Так приятно смотреть во мрак!

Неожиданно в коридорах включают свет, и он ослепляет меня. На улице всё становится чёрным, и я больше ничего не вижу. Спрыгиваю с подоконника и отряхиваю пыль со своих шортиков. Обуваюсь в тапочки и ковыляю назад в палату. Вечерняя прогулка окончена, теперь я должна хорошо спать.

Подхожу к своей койке и смотрю на телефон под подушкой; несколько пропущенных. Что-то я часто стала забывать телефон в палате. А если бы его украли? Это же больница тут разные люди ходят, в том числе и бомжи. По спине пробегает лёгкая дрожь: я же сплю одна в палате с незакрытой дверью. А если ночью зайдёт кто.

Смотрю: Димка и Катька звонили – вот так, синхроном. Чего это они? А-а-а-а, завтра же экзамен! Чёрт, я даже не успела подготовиться, нужно будет почитать что-нибудь! С этой больницей и капельницами всё вылетело из головы.

Перезваниваю Катьке:

– Привет Катюх! – говорю. – Чёрт забыла про экзамен, даже подготовиться ещё не успела. – В кои-то веке говорю правду.

– Привет Юль, – отвечает, – так ты поэтому не пришла?

– Что значит «не пришла»? – говорю я и смотрю на свои волосы. Чёрт к парикмахеру не успела. Надо будет до экзамена в любой салон по дороге заскочить.

– Экзамен был сегодня, – говорит она.

– Сегодня?! – Так, у меня сейчас случится истерика. Смотрю на календарь и вижу, какое сегодня число. – Я что, экзамен пропустила!?

– Юль, ты в порядке?

– Нет. – А сейчас у меня будет истерика. Как я могла пропустить экзамен? Я ж заучка?

– Да что с тобой? Препод до позднего вечера ждал тебя и «энку» влепил.

– Чё-о-о-о-орт! – чуть не вою я. – Да что же это такое, ещё и экзамен пропустила!

– Ты там что, плачешь? Ты где вообще? Я до тебя весь день дозвониться не могла.

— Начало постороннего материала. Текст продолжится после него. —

PR #1522, opened 2022-06-24
[Steam-Deck] Always maximize Heroic if Steam-Deck gamemode

CommandMC:
This checks the `XDG_CURRENT_DESKTOP=gamescope` environment variable to detect if Heroic is running in Steam-Deck gamemode and starts Heroic in fullscreen.

---


CommandMC:
One thing that needs further testing is if we really have access to `/run/host/etc/os-release` in Flatpak. I was able to access it just fine on my machine, but it would be great if some more people could verify it

electron/main.ts
```diff
@@ -134,6 +135,11 @@ async function createWindow(): Promise<BrowserWindow> {
     }
   }
 
+  if (isSteamDeckInGamingMode()) {
```
Nocccer, line 138: This should be above line 111 `if(configStore.has('window-props') ...` and if should be replaced on line 111 with else if.

Also skip saving the size in GameMode. Saving is in `mainWindow.on('close', async (e) => { ...`

CommandMC:
After further testing, we can indeed not access that file on Flatpak.  
I'm not quite sure what I have to change to make it accessible either. @flavioislima could you help out here?

electron/utils.ts
```diff
@@ -549,6 +557,47 @@ function quoteIfNecessary(stringToQuote: string) {
...
+  }
+
+  let foundDeckVariant = false
+  for (const line of readFileSync(osReleasePath, 'utf-8').split('\n')) {
+    const [key, value] = `${line}`.split('=')
+    if (key === 'VARIANT_ID') {
+      foundDeckVariant = value === 'steamdeck'
+      break
+    }
+  }
```
Nocccer, line 584: Not 100% if syntax correct, but i think this is cleaner.

```suggestion
  const fileContent = readFileSync(osReleasePath).toString() // 'utf-8' is default
  const foundDeckVariant = fileContent.split('\n').find((line: string) => {
    const [key, value] = line.split('=')
    return key === 'VARIANT_ID' && value ==='steamdeck'
  }
```

CommandMC:
On another note, the code does work fine on AppImage. So it's really just that permission issue that's stopping this

Nocccer (changes requested):
2 small issues. One is from my eyes necessary. The other is just a way i would write the code.

Nocccer:
> 

I would go with a window-size command line option, instead detecting if we are on steam deck. This works for everyone everywhere.

CommandMC:
That would be a good addition, but I'd say having a more automatic option like this is also good

flavioislima:
Do you need to access /etc from the flatpak? That's not possible. I believe the only way this might work is by checking the kernel version, might be that Steam OS had something specific in the name. I'm not sure though.

electron/utils.ts
CommandMC: Each day I learn a new thing about JS

electron/utils.ts
```diff
@@ -549,6 +557,44 @@ function quoteIfNecessary(stringToQuote: string) {
...
+  // Just in case someone is *not* running the Flatpak
+  if (isFlatpak) {
+    osReleasePath = '/run/host' + osReleasePath
+  }
+
+  const fileContent = readFileSync(osReleasePath).toString()
+  const foundDeckVariant = fileContent.split('\n').find((line: string) => {
+    const [key, value] = line.split('=')
+    return key === 'VARIANT_ID' && value === 'steamdeck'
+  })
```
Nocccer, line 581: As longer i think about we could go even cleaner

```suggestion
  const fileContent = readFileSync(osReleasePath).toString()
  const foundDeckVariant = fileContent.split('\n').find((line: string) => {
    return line.replaceAll(' ', '').includes('VARIANT_ID=steamdeck'')
  })
```

flavioislima:
> Well, it's possible if we change the file access permissions. I just don't know which exact permission this is & where to change it

Wdym? Which file? 
Flatpaks cannot see the /etc folder even if we give access to the host system. It's a blacklisted directory:
https://docs.flatpak.org/en/latest/sandbox-permissions.html

CommandMC:
Yes, but if we give it access, we can see it at `/run/host/etc`. I know this because the application that originally implemented this Steam Deck check is also distributed via Flatpak

CommandMC:
Hm, actually, it seems like there's just a `/run/host/os-release` file

CommandMC:
image
Looks like it's normal (search for `os-release` [here](https://docs.flatpak.org/en/latest/flatpak-command-reference.html#))

flavioislima:
> image
> Looks like it's normal (search for `os-release` [here](https://docs.flatpak.org/en/latest/flatpak-command-reference.html#)). TIL

So maybe add the permission specifically to this file with full path.

CommandMC:
You don't need a permission to access that file, as far as I can tell
At least I just reset my permissions locally and it's still there + it's there on a clean install

JakobDev:
It looks like /run/host/os-release is not available on older Flatpak versions, so make sure Heroic doesn't crash if it is not available.

Nocccer:
I adapt @CommandMC solution and just maximize heroic if we run heroic from steam.
What do you think about that solution? Should we add a option to disable this behavior, if wanted?

CommandMC:
Had some ideas on how to clean this up
I really like just checking for Steam instead of the Deck, not sure why I wanted to limit it to that

Nocccer:
> Had some ideas on how to clean this up
> I really like just checking for just Steam instead of the Deck, not sure why I wanted to limit it to that

Yes good changes.

Nocccer (approved):
LGTM. I would still consider a option to disable/enable this behavior. Waht do you think ?

electron/main.ts
```diff
@@ -147,6 +148,14 @@ async function createWindow(): Promise<BrowserWindow> {
     }
   })
 
+  if (isRunningInSteam) {
+    logInfo(
+      'Heroic started via Steam. Switching to fullscreen',
+      LogPrefix.Backend
+    )
+    mainWindow.maximize()
```
arielj, line 156: I wonder if fullscreen makes more sense than maximize https://www.electronjs.org/docs/latest/api/browser-window#winsetfullscreenflag

in a desktop it hides the taskbar and window decoration (steam big picture style), no idea how that works on the steamdeck though

electron/constants.ts
```diff
@@ -30,6 +30,7 @@ const fontsStore = new Store({
 const isMac = platform() === 'darwin'
 const isWindows = platform() === 'win32'
 const isLinux = platform() === 'linux'
+const isRunningInSteam = 'SteamEnv' in env
```
felipecrs, line 33: I wonder if this will cause Epic to open maximized/fullscreen even when not in Game Mode or Big Picture, and if it's really desired to open maximized/fullscreen in such situations.

CommandMC: There is sadly no way to just detect Game Mode/Big Picture

Nocccer: If someone wants to run heroic inside steam he is most likely in big picture or game mode. So this few people who don't want the fullscreen should open a Ticket.

felipecrs: Fair enough.

electron/main.ts
flavioislima: That's a good point, maybe @Nocccer could test the difference on the deck.

Nocccer: Pretty hard to test without a dongle on steam deck. I will instead test big picture mode.

electron/constants.ts
felipecrs: FYI:

> At least on SteamOS, when gamescope runs as a system session, you get `XDG_CURRENT_DESKTOP` set to `gamescope`.

https://github.com/Plagman/gamescope/issues/544#issuecomment-1178863974

Nocccer:
I tested the appiamge on steam deck. It's working.

CommandMC:
Well, can't approve since it's my PR as far as GitHub is concerned, but looks good!

flavioislima (approved):
LGTM!

PR #1529, opened 2022-06-26
[Fix] "default not writable"/"Path might not be writable" error

CommandMC:
`installPath` is set to "default" by default. We were calling `setInstallPath` when this was the case, but the rest of the function still continued with the `default` value (according to some googling, this is because states are only updated once per rendering cycle ([SO thread](https://stackoverflow.com/a/58877875)))
This is now fixed by checking `installPath` again right before passing it to 'checkDiskSpace', and swapping in the correct path if it's `default`

---


imLinguin (approved):
Looks good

– Я в больнице, – всхлипываю я. – Мне, что теперь пересдавать придётся.

– В больнице? А что случилось?

– Потом расскажу. Что мне с экзаменом делать? Катька, у меня же даже четвёрок не было. А здесь «энка» по экзамену.

– Осенью пересдашь, – отвечает она. – А как так получилось, что ты в больнице?

– У меня были обмороки, и меня забрали по «скорой», – отвечаю. – А препод на месте? Может, я могу ему завтра пересдать?

– Ведомость сдана уже, ничего не поделаешь.

– Меня из института ещё не исключают? – У меня паника.

– Да сдашь ты свой экзамен, не беспокойся. Скажи, что с тобой, какие обмороки? Как это случилось? Почему ты не звонила и ничего не говорила, даже трубку не брала?